Muitas descobertas teóricas têm ocorrido quando se aplica essa metodologia científica. Exemplos: spin, antimatéria, regras de seleção de orbitais eletrônicos, “princípio” da incerteza, “princípio” da exclusão, buracos negros, ondas gravitacionais, entrelaçamento quântico, tunelamento quântico, curvatura do espaço-tempo, quarks, dilatação do tempo, contração do espaço, big bang e muitas outras coisas. O interessante é que essas descobertas teóricas vão sendo confirmadas uma a uma com o tempo, mesmo em seus detalhes finos.
No caso do spin e das regras de seleção, por exemplo, já havia evidência experimental, mas nenhuma explicação para sua existência até a descoberta da associação de uma estrutura matemática com o mundo quântico que revelou que essas coisas decorrem de teoremas relativamente simples. Em muitos outros casos, ninguém suspeitava de certo fenômeno, até alguém se deparar com um teorema e perceber seu significado físico.
Essa é a forma mais profunda de conhecimento intelectual que existe.
Teoria científica jamais deve ser confundida com uma especulação ou conjectura.
Teoria científica
Consiste em um conjunto de leis, geralmente expressas como equações diferenciais. Essas leis servem de axiomas para a associação entre uma área de estudo e uma estrutura matemática.
Exemplos:
Teoria da Mecânica de Newton (três equações diferenciais)
Teoria Eletromagnética de Maxwell (quatro equações diferenciais)
Teoria Especial da Relatividade (três leis de Newton e mais duas)
Teoria Geral da Relatividade (cinco leis da Relatividade Especial e mais uma equação diferencial tensorial)
Modelo científico
Trata-se da aplicação de uma teoria científica a um caso particular. Por exemplo, podemos utilizar a Teoria Eletromagnética de Maxwell para modelar e construir um circuito eletrônico.
Big Bang
Nome enganoso inventado por Fred Hoyle para ridicularizar a ideia de que o Universo foi criado.
Podemos aplicar a Relatividade Geral ao Universo como um todo, o que resulta em um sistema de equações diferenciais que, combinadas com equações da Termodinâmica, dizem que o tempo teve um início e que o espaço vem se expandindo desde então. Esse sistema de equações é que recebeu o nome enganoso de “Teoria do Big Bang”.
Big Bang é um modelo científico que descreve a expansão do espaço ao longo do tempo. Esse modelo não fala em explosão, nem em origem da matéria, nem em origem e evolução de estrelas, nem galáxias e muito menos vida. Por outro lado, esse modelo fornece informações valiosas que precisam ser levadas em conta por outros modelos, como o de nucleossíntese.

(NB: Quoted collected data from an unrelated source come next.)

PR #963, opened 2023-04-17
EPG: prepend plot outline, show full plot on click

RoccoDev:
This PR displays the plot outline in the EPG list view. Some broadcasters (like Italy's RAI) use the plot outline as part of the actual plot (presumably to have more text).

Additionally, this PR adds an alert containing the full outline and plot when the list item is clicked. Normally, the small description shown in the list view is ellipsized, and there was previously no way to read the full text.

Before:
immagine

After:
immagine

Plot outline + Plot (how it should be):
immagine

Unfortunately, in this case the word "tempo" is split off by the newline I added to delimit outline and plot, though for broadcasters that make proper use of the outline text (the majority, as far as I could see), I feel this is the best way to display it.

### DIFF
--- a/app/src/main/java/org/xbmc/kore/jsonrpc/type/PVRType.java
+++ b/app/src/main/java/org/xbmc/kore/jsonrpc/type/PVRType.java
@@ -161,6 +161,24 @@ public class PVRType {
             }
         }
 
+        /**
+         * Returns both the plot outline and the plot, leaving each empty if absent.
+         *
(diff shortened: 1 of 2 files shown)


SyncedSynapse:
This looks good.

I'm not merging it immediately because i don't use PVR much so i don't have a strong opinion on how it should look/behave. I'll leave this up for a couple of days to see if someone else gives feedback, and merge it afterwards.

PR #973, opened 2023-07-12
Improve haptic feedback of the control pad

Drumber:
The current vibrations on the remote control buttons are verry strong.  I've modified the `handleVibration()` util method to use the HapticFeedbackConstants. This is the [recommended way](https://developer.android.com/develop/ui/views/haptics/haptic-feedback#view) and ensures consistent behavior across apps.

The vibration was only present on the arrow-buttons, so I've also added it to the other buttons on the control pad.


SyncedSynapse:
This is failing the build check and i don't see a cause for it. It build ok locally but apparently not on Github.

Can you trigger a rerun of the check to see if it was a temporary thing (on Actions, click this PR and rerun the check. I don't have that option available probably because i'm not the PR creator).

Thanks.

Drumber:
I can't see a re-run button either. (I think only those with write access to the repository can trigger workflows).

Drumber:
I have merged the changes from master. You should be able to approve the workflow and thus rerun the checks.

SyncedSynapse:
Thanks, it passes now.

Regarding the PR, i find that the double vibration (when a key is pressed and when is released) is somewhat jarring. I would prefer a single vibration, when the key is pressed.

Honestly i don't know what are Android's guidelines on this, but i don't think i've ever encountered a double vibration. I understand its usefulness when navigating through long list, giving feedback on the release, but it feels somewhat unnatural when doing a single click, and i believe those are the most used types of clicks that users perform.

This just needs the removal of the condition ```(action == MotionEvent.ACTION_UP || ``` from ```UIUtils.handleVibration``` so that it only vibrates on key down and on cancel.

Drumber:
I think the "quality" of the haptic feedback might depend on the vibration motor of the device and how well it can simulate key presses. However, I see the point that it could be annoying for some users, so I removed the vibration on key release events.

Issue #978, opened 2023-10-01
Add support for the Invidious add-on when sharing YouTube URLs


wtimme:
## Feature suggestion
YouTube URLs shared with Kore should be playable with the Invidious add-on.

**Detailed Description**

Shared YouTube URLs currently require for the YouTube add-on (`plugin.video.youtube`) to be installed in Kodi. As outlined in #947, however, there are other plugins that support the playback of YouTube videos as well, such as [the Invidious add-on](https://github.com/petterreinholdtsen/kodi-invidious-plugin).

### Context

The YouTube add-on `plugin.video.youtube` requires an API key. As a privacy-conscious user, I do not want to sign in to Google and link my viewing habits to an account. Rather, I want to watch YouTube anonymously - and Invidious is a great way to do so.

### Possible Implementation

Kore's settings could have a new `ListPreference` (e.g. titled "YouTube add-on") that allows users to select their preferred YouTube add-on. Internally, Kore could store the add-on's ID in the preferences.

In `ShareOpenActivity.toPluginUrl()`, Kore would check which add-on is selected and, based on that, create the `Uri` specific to the add-on.

I have already tried this with hard-coded values locally, and it seems to work as expected. Adding a `ListPreference` would allow us to extend this to other add-ons as well.

One thing to note is that not every add-on supports queuing. The Invidious add-on, for example, does not. But for the MVP, I think it would be perfectly fine to only have the video played back.

### Additional context, screenshots or links
Here are some relevant links or screenshots:

- [`ShareOpenActivity.toPluginUrl()`](https://github.com/xbmc/Kore/blob/389abee55a77dd630722cd7944f3ef550ca2bd48/app/src/main/java/org/xbmc/kore/ShareOpenActivity.java#L242)

*Note: Team Kodi will consider this item however we will not make any promises if it will be included.*

basilgello:
> not every addon supports queuing

Look at https://github.com/Tolriq/repository.yatse.kodi/pull/41 how queuing is done - the plugin:// url is put into playlist which is queued. Also I encountered an issue with -1 as addon_handle and made a workaround PR referenced in the same link (but not merged yet :( )

PR #979, opened 2023-10-01
Add support for the Invidious YouTube add-on

wtimme:
# Introduction

This branch adds basic support for the Invidious YouTube add-on, as proposed in #978.

The only thing that is working so far is the direct playback of shared video URLs, which - as mentioned in the original issue - is an MVP that could be extended upon.

This new feature is lacking translation. If I can help with that as well let me know.

# How to test

1. Checkout the branch and run the app in the emulator
2. Connect the app to a Kodi instance
3. Install NewPipe
4. Open NewPipe, select a video and share the video with Kore

Kodi should display a brief loading indicator and then playback the video.

---

Thanks in advance for your time and consideration!

### DIFF
--- a/app/src/main/java/org/xbmc/kore/Settings.java
+++ b/app/src/main/java/org/xbmc/kore/Settings.java
@@ -173,6 +173,7 @@ public class Settings {
     public static final boolean DEFAULT_PREF_ALWAYS_SENDTOKODI_ADDON = false;
 
     public static final String KEY_PREF_YOUTUBE_ADDON_ID = "pref_youtube_addon_id";
+    public static final String DEFAULT_PREF_YOUTUBE_ADDON_ID = "plugin.video.youtube";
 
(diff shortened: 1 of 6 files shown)


SyncedSynapse:
Ok, i'm not 100% sure about this. 

My issue is that there's no modular way for specifying plugins in Kore, so each plugin that is supported is being tightly coupled in Kore's code, and that's not something that i find scalable. Up until now, plugins dealt with different providers (arte.tv, svtplay, etc), so that was transparent to the user, but this requires a new option in the settings, getting very visible to the user, and it can get unwieldy soon.
This had already happened with the SendToKodi plugin, which i merged, but i had even greater reservations...

Anyway, i'm merging this for now, but with the caveat that i might revisit this decision in the future (and certainly also the inclusion of the SendToKodi one). The UI on the settings might change, or this might get removed - apologies in advance if that happens, but hope you understand the rationale.

PR #1291, opened 2022-08-27
solution

savchuksavchuk:


stanislav-topikha (changes requested):
you dont need to store sum of the calls
it should work like this
Screenshot 2022-08-30 at 16 12 03

stanislav-topikha (approved):
GJ 👍🏻

PR #1318, opened 2022-09-20
robot accoutant solution

TheVovchik:


src/makeRobotAccountant.js
```diff
@@ -6,7 +6,25 @@
...
+  let count = 0;
+
+  const getSum = (firstVar) => {
+    count++;
+
+    const currentCallNumber = count;
+
+    if (currentCallNumber < 3 || currentCallNumber % 2 === 1) {
+      return (secondVar) => {
+        return firstVar + secondVar;
```
grafit-off: You can use short arrow notation, for this type of return

src/makeRobotAccountant.js
```diff
@@ -6,7 +6,25 @@
  */
 
 function makeRobotAccountant() {
-  // write code here
+  let count = 0;
+
+  const getSum = (firstVar) => {
+    count++;
+
+    const currentCallNumber = count;
```
grafit-off: This variable looks unnecessary for me

grafit-off (approved):
Good job 🔥 Keep going!

src/makeRobotAccountant.js
TheVovchik: fixed

src/makeRobotAccountant.js
TheVovchik: fixed

src/makeRobotAccountant.js
```diff
@@ -6,7 +6,21 @@
...
+  const getSum = (firstVar) => {
+    count++;
+
+    const typeCondition = count < 3 || count % 2 === 1;
+
+    if (typeCondition) {
+      return (secondVar) => firstVar + secondVar;
+    } else {
+      return () => 'Bzzz... Error!';
+    }
```
Anna-Tkachenko: else if redundant after return statement

src/makeRobotAccountant.js
```diff
@@ -6,7 +6,21 @@
...
-  // write code here
+  let count = 0;
+
+  const getSum = (firstVar) => {
+    count++;
+
+    const typeCondition = count < 3 || count % 2 === 1;
+
+    if (typeCondition) {
+      return (secondVar) => firstVar + secondVar;
```
Anna-Tkachenko: what is first var and second var?

Anna-Tkachenko (changes requested):

src/makeRobotAccountant.js
TheVovchik: yes else here is not necessary, will be removed 👍

src/makeRobotAccountant.js
TheVovchik: like primal and secondary argument in two calls, will rename them 👓

Anna-Tkachenko (approved):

Embora não seja o caso de Peebles, existem muitas pessoas que argumentam contra a “Teoria do Big Bang”. Quando observamos esses protestos, entretanto, vemos que o que essas pessoas combatem é um espantalho, uma versão completamente falsa do que seria o Big Bang.
Se você deseja argumentar contra o Big Bang, evite passar vergonha expondo sua ignorância sobre o assunto. Procure antes se informar sobre o modelo com quem sabe deduzir, usar e interpretar suas equações diferenciais, ao invés de repetir boatos que circulam entre leigos.